*EXERCISE AIM*
All lines from the one that mentions "creation time." through the last of the entries below must be copied exactly, with both ends kept.

+++ MATERIAL FOR THE TASK +++

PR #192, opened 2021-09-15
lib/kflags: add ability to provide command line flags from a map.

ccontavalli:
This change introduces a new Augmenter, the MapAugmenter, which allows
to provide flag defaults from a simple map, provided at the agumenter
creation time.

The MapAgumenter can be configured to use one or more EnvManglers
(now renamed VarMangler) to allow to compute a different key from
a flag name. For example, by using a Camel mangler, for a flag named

+++

*SOLUTION*
creation time.

The MapAgumenter can be configured to use one or more EnvManglers
(now renamed VarMangler) to allow to compute a different key from
a flag name. For example, by using a Camel mangler, for a flag named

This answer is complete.